(Exercise brief)
Copy the lines of the entries exactly, from the opening one to the one holding "This PR makes", and leave out everything after.
### Records to use
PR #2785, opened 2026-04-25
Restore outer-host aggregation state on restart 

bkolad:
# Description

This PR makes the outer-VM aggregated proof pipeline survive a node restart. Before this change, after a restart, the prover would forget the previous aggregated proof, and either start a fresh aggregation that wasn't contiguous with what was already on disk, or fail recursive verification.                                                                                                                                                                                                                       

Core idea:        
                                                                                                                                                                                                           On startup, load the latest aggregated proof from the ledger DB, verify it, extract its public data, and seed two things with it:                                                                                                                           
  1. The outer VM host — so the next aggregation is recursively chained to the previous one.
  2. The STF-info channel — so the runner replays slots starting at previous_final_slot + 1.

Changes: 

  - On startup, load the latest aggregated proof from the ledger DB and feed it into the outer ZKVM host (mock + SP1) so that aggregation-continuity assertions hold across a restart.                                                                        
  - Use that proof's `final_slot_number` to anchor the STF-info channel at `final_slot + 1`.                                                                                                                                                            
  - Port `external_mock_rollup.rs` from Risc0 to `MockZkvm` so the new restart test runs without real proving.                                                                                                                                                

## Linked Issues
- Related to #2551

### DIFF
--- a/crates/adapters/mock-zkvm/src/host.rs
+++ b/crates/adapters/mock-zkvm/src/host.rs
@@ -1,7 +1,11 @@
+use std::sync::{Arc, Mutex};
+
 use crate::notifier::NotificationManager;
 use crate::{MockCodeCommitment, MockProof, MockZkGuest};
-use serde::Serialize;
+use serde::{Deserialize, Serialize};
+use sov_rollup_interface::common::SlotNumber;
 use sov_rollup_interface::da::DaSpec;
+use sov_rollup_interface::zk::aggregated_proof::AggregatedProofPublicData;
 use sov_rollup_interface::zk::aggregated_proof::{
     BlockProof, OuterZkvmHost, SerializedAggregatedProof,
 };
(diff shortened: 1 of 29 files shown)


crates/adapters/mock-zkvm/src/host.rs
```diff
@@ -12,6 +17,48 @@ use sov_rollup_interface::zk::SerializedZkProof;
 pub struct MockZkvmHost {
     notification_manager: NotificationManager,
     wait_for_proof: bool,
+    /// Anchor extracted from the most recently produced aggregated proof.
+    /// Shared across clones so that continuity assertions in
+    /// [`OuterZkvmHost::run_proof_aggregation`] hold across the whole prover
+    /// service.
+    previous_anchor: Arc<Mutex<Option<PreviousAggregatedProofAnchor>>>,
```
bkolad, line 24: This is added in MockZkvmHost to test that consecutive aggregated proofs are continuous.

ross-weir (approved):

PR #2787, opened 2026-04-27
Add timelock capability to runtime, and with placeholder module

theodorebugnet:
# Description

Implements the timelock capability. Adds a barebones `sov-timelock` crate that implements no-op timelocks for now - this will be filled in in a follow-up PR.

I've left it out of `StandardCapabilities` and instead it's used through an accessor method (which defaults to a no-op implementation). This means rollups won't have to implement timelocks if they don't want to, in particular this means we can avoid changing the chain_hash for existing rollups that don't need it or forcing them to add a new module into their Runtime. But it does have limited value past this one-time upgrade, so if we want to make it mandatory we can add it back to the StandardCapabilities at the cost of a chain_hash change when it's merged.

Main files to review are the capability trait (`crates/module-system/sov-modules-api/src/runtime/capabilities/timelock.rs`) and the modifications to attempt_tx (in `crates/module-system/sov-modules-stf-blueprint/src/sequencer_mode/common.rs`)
######
(Expected answer)
PR #2785, opened 2026-04-25
Restore outer-host aggregation state on restart 

bkolad:
# Description

This PR makes the outer-VM aggregated proof pipeline survive a node restart. Before this change, after a restart, the prover would forget the previous aggregated proof, and either start a fresh aggregation that wasn't contiguous with what was already on disk, or fail recursive verification.                                                                                                                                                                                                                       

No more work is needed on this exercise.